無意識なうちにレイシストな日本人

 私は今現在、ニュージーランドで日本食のレストランで働きながら暮らしております。コロナ禍以前は日本からの観光客を相手にすることもそれなりにあったわけですが(今現在はもちろん皆無です)、海外旅行に来る日本人によくありがちな、残念な特徴があることを薄々感じておりました。そしてそれが、日本人のレイシズムなどに対する理解の低さの原因にもなっているのではないかとも思っておりました。本稿では、そうした傾向のうち比較的頻繁に見受けられることについて書いております。

 なお、もちろんのこと海外旅行をする日本人全員に当てはまるという話ではなく、こういう傾向があったりするよ、ぐらいの話なのでその辺ご留意いただきながら読んでいただきたいと思います。

いきなり日本語で話しかけてくる

 これが一番多いかと思われます。

 百歩譲って、私たちがスタッフどうしで日本語で会話しているのを聞いたり見たりして確信を持ってそうしているのならまだわかります。が、こちらとしても目の前にいるアジア人と思しきお客さんが日本人かどうかわからない、向こうも同じ状況にあるのにもかかわらず、日本食のレストランであるということと、こちらの顔を見ただけでいきなり日本語で話しかけてくる人は意外と多いです。こちらがとりあえず英語で挨拶をしているのにそうしてくる人も結構いたりします。

 そうした場合、私や他の日本人スタッフが対応していた場合は、まあこれも百歩譲って良いとしたいところですが、こちらの気分としては極端な例えをすると、道端で中国人にいきなり中国語で話しかけられたときと同じ気分になります。

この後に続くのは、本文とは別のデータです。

PR #336, opened 2017-07-14
Add check for AbsSendTimeExtension and method to retrieve AbsSendTime

jcchuks:


src/org/jitsi/impl/neomedia/transform/AbsSendTimeEngine.java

 そういう日本人観光客の人たちはおそらく”海外であろうがなんだろうが日本食レストランでは日本人が働いていて、日本語が通じる”という前提のもと訪れるのだと思いますが、それを前提とすること自体が大きな間違いです。私の働いている場所はたまたま日本人スタッフが多いのですが、もちろん時期によっては日本人でないスタッフが働いていることもありますし、何より他の日本食レストランなどは日本人の方が少ない、またはほぼいないような場所も多いです。そうした日本語のわからないアジア人がスタッフをしている場所でいきなり店員に日本語で話しかけると何が起きるかと言うと、とりあえず話しかけた本人が恥ずかしい思いをします。そして店員はコイツ何言ってんだ、となります。要するに時間の無駄が発生します。

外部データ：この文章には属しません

PR #226, opened 2017-02-26
Add a new `rayon::split` to create arbitrary parallel iterators

cuviper:
This takes two arguments, the data and a closure to split it, and
implements a `ParallelIterator`.  The data will be divided using the
usual `par_iter` splitting heuristics, then may be mapped, reduced, etc.
however is needed.

The `fibonacci` and `quicksort` demos have been updated with `split`
examples, where the former splits `n` into `n-2` and `n-1`, and the
latter performs a sorting partition before splitting its slice.

### DIFF
--- a/rayon-demo/src/fibonacci/mod.rs
+++ b/rayon-demo/src/fibonacci/mod.rs
@@ -22,18 +22,28 @@ const INIT_FAILED: &'static str = "Rayon failed to initialize";
 const N: u32 = 32;
 const FN: u32 = 2178309;
 
+fn fib_iterative(n: u32) -> u32 {
+    let mut a = 0;
+    let mut b = 1;
+    for _ in 0..n {
+        let c = a + b;
+        a = b;
+        b = c;
+    }
+    a
+}
+
+fn fib_recursive(n: u32) -> u32 {
+    if n < 2 { return n; }
+
+    fib_recursive(n - 1) + fib_recursive(n - 2)
+}
+
 
 #[bench]
 /// Compute the Fibonacci number recursively, without any parallelism.
 fn fibonacci_recursive(b: &mut test::Bencher) {
-
-    fn fib(n: u32) -> u32 {
-        if n < 2 { return n; }
-
-        fib(n - 1) + fib(n - 2)
-    }
-
-    b.iter(|| assert_eq!(fib(test::black_box(N)), FN));
+    b.iter(|| assert_eq!(fib_recursive(test::black_box(N)), FN));
 }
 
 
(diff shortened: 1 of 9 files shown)


cuviper:
Benchmark results on my dual core (4-cpu) laptop:

```
test fibonacci::fibonacci_iterative                          ... bench:           6 ns/iter (+/- 0)
test fibonacci::fibonacci_join_1_2                           ... bench:  96,867,939 ns/iter (+/- 35,786,979)
test fibonacci::fibonacci_join_2_1                           ... bench:  93,908,533 ns/iter (+/- 36,924,257)
test fibonacci::fibonacci_recursive                          ... bench:  13,495,680 ns/iter (+/- 686,026)
test fibonacci::fibonacci_split_iterative                    ... bench:      34,358 ns/iter (+/- 7,128)
test fibonacci::fibonacci_split_recursive                    ... bench:   6,598,017 ns/iter (+/- 434,233)

test quicksort::bench::quick_sort_par_bench                  ... bench:  20,788,288 ns/iter (+/- 1,349,063)
test quicksort::bench::quick_sort_seq_bench                  ... bench:  40,737,106 ns/iter (+/- 5,660,104)
test quicksort::bench::quick_sort_splitter                   ... bench:  21,033,429 ns/iter (+/- 4,943,563)
```

src/par_iter/internal.rs
```diff
@@ -132,7 +132,7 @@ pub trait UnindexedProducer: Send + Sized {
     type Item;
 
     /// Split midway into a new producer if possible, otherwise return `None`.
-    fn split(&mut self) -> Option<Self>;
+    fn split(self) -> (Self, Option<Self>);
```
cuviper: This `UnindexedProducer::split` interface change was because I found it awkward to deal with lifetimes in quicksort with extra `&mut` indirection, whereas it was much easier to deal with by value.

cuviper:
I fixed the imports for 1.12.0 CI.  Note that nightly also failed on the first attempt with a stack overflow, but succeeded on the second -- heisenbug?

src/par_iter/splitter.rs
```diff
@@ -0,0 +1,66 @@
+use super::internal::*;
+use super::*;
+
+/// The `split` function takes arbitrary data and a closure that knows how to
+/// split it, and turns this into a `ParallelIterator`.
```
nikomatsakis: Should we mark this as `features = unstable`? Also, I think the docs could use with an example or two at least :)

nikomatsakis: (I'm not sure of what the "unstable" *policy* is -- probably somewhat we should chat about. Maybe rather than a cargo feature, just some doc comments might be good.)

nikomatsakis:
@cuviper interesting. I could imagine that happening, actually, in that the stack depth can be affected by how things get stolen.

nikomatsakis:
@cuviper seems like some performance measurements would be prudent, seeing as how this touches a core API, but I'm basically r+.

nikomatsakis:
Measurements look good!

- https://people-mozilla.org/~nmatsakis/rayon-pr226-points.svg (Raw data)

 そしてこの行動の何が問題かというと、先程も述べましたが外見と先入観に囚われている、ということです。見た目で日本人と決めつけてしまっているということと、自分が海外にいるということを忘れようとしていることです。

  東アジア人を外見で確実に見分けられる自信があるのなら問題ないかと思いますが、果たして日本人や中国人や韓国人や台湾人などを顔だけで確実に判断できる人などいるのでしょうか。また絶対日本人だよな、みたいな顔だとしてもその人がニュージーランドで生まれてニュージーランドで育ったために日本語なんかひとつもわからない、などという事情をその外見からどのようにして判断できるでしょうか。これは想像力の欠如から起きる問題であると思います。普段日本でしか暮らしておらず、様々なバックグラウンドを持った様々な人種の人たちと触れ合う機会が少ないと、そのような人たちが現実に存在するということをすぐさま想像できないのではないかと思います。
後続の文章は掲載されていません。